Adversarial Connectome Embedding for Mild Cognitive Impairment Identification Using Cortical Morphological Networks

Abstract

Cortical Morphological Networks provided unprecedented insights into connectional brain alternations in patients diagnosed with mild cognitive impairment (MCI) and, in combination with deep learning techniques, they can further be utilized to build computer-aided MCI diagnosis models. In this paper, we introduce Adversarial Connectome Embedding (ACE) architecture, which is rooted in graph convolution and adversarial regularization to learn relevant connectional features for MCI classification.
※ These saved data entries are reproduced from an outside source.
PR #8158, opened 2025-08-29
Don't use stdio.h remove(), but std::filesystem::remove() instead.

hzeller:
Follow-up change to #8154 : use modern `std::filesystem::remove()` instead of old-school `remove()` from stdio.h

### DIFF
--- a/src/Main.cc
+++ b/src/Main.cc
@@ -14,6 +14,7 @@
 #include <iostream>
 #include <memory>
 #include <string>
+#include <system_error>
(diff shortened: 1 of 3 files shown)


hzeller:
this is in the other places that used the `remove()` function and thus also would need to use the `stdio.h` header.

maliberty:
conflict to resolve

hzeller:
conflict resolved, ready to merge.

PR #8162, opened 2025-08-30
boost: include bind.hpp where needed; Use single-redirect geometry he…

hzeller:
…ader.

Include header needed to use boost::bind where missing

Instead of `boost/geometry.hpp`, include `boost/geometry/geometry.hpp`. The reason is that boost/geometry.hpp is a header that just includes the boost/geometry/geometry.hpp header, which in turn is a header that includes a bunch of the actual implementation headers.

The misc-include-cleaner complains about symbols it doesn't see, but that is because it is picky that it actualy wants the direct header that defines a thing. With redirecting headers, there is a way to add a `IWHY pragma: export` to tell that it forwards includes (and I'll send a pull request upstream
to boost to make it happen), but that only works over one level. So we need to include the header that actually has all the forwarding includes (`"boost/geometry/geometry.hpp"`), not the header that forwards to the forwarding header (`"boost/geometry.hpp"`).  (similar for stacktrace).

Until I have sent a fix boost-upstream to add the IWYU pragmas, that won't do anything yet, but we're prepared.


hzeller:
Fixing about 130 misc-include-cleaner warnings.

maliberty:
I can imagine that one level will not always be sufficient.

PR #8164, opened 2025-08-30
IWYU: Include utl/Logger.h where it is used.

hzeller:


src/dft/src/stitch/BUILD
```diff
@@ -26,6 +26,7 @@ cc_library(
         "//src/dft/src/config",
         "//src/dft/src/utils",
         "//src/odb",
+        "//src/utl",
```
maliberty, line 29: Earlier we have system headers being non-hermetic but this seems even more surprising.  How would the code have compiled without being able to see utl?

maliberty (approved):

src/dft/src/stitch/BUILD
hzeller: the header was imported through indirect inclusions, linking a library that happend to bring the visibility in; the final library did not have the correct dependency. It happens to work because the final openroad binary will link everything together.

Once you IWYU, the build-system can make that an error. This is why it is so important to do and fix all the misc-include-cleaner issues.

So it is all as expected, just the project needs a little more work.

PR #8174, opened 2025-08-31
buildifier: run it to reduce PR noise later

oharboe:
Add buildifier to CI?


maliberty (approved):

maliberty:
> Add buildifier to CI?

I'll open a task though it will be a lower priority.

PR #8177, opened 2025-08-31
Move MakeExample to exa:ui as it is needed for the tcl-swig

hzeller:


hzeller:
I don't know exactly how the swig and tcl stuff works, but looks like the `exa_tcl_inits` variable needs to be visible. Anyway, did the same thing as in the other tcl build rules where the `Make*.cc` is part of the ui-library.

hzeller:
This got messed up in my previous PR https://github.com/The-OpenROAD-Project/OpenROAD/pull/8163

maliberty (approved):

maliberty:
src/exa/src/example.tcl gets turned into an encoded string that is compiled into OR.  That way we don't have to ship additional files.  At startup we decode such strings and evaluate them in the TCL interpreter.

maliberty:
The encoded string is exa_tcl_inits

Existing connectome-based embedding methods for examining the healthy and disorder brain connectivity generally rely on vectorizing the connectivity matrix and use typical Euclidean embedding methods (e.g., principal component analysis), which work best in Euclidean spaces such as images. On the other hand, a connectome, which is modeled as a brain graph or network, lies in a non-Euclidean space. Hence, the connectome vectorization might cause losing its topological structure which can be leveraged to boost brain graph classification for diagnosis. To fill this gap, we leverage geometric deep learning, a nascent field which extends deep Euclidean feature representation learning to non-Euclidean spaces. First, we propose to use a geometric autoencoder with graph convolutional layers to learn a latent brain connectivity representation (i.e., embedding) that exploits the connectome topology. Secondly, we utilize an adversarial regularizing network which forces the learned latent distribution to match the prior distribution of the connectomes. Finally, we feed the adversarially regularized latent connectome embeddings to train a linear classifier for diagnosing MCI patients. ACE achieved the best classification results across different connectomic datasets for MCI versus Alzheimer’s disease classification in comparison with typical graph embedding techniques.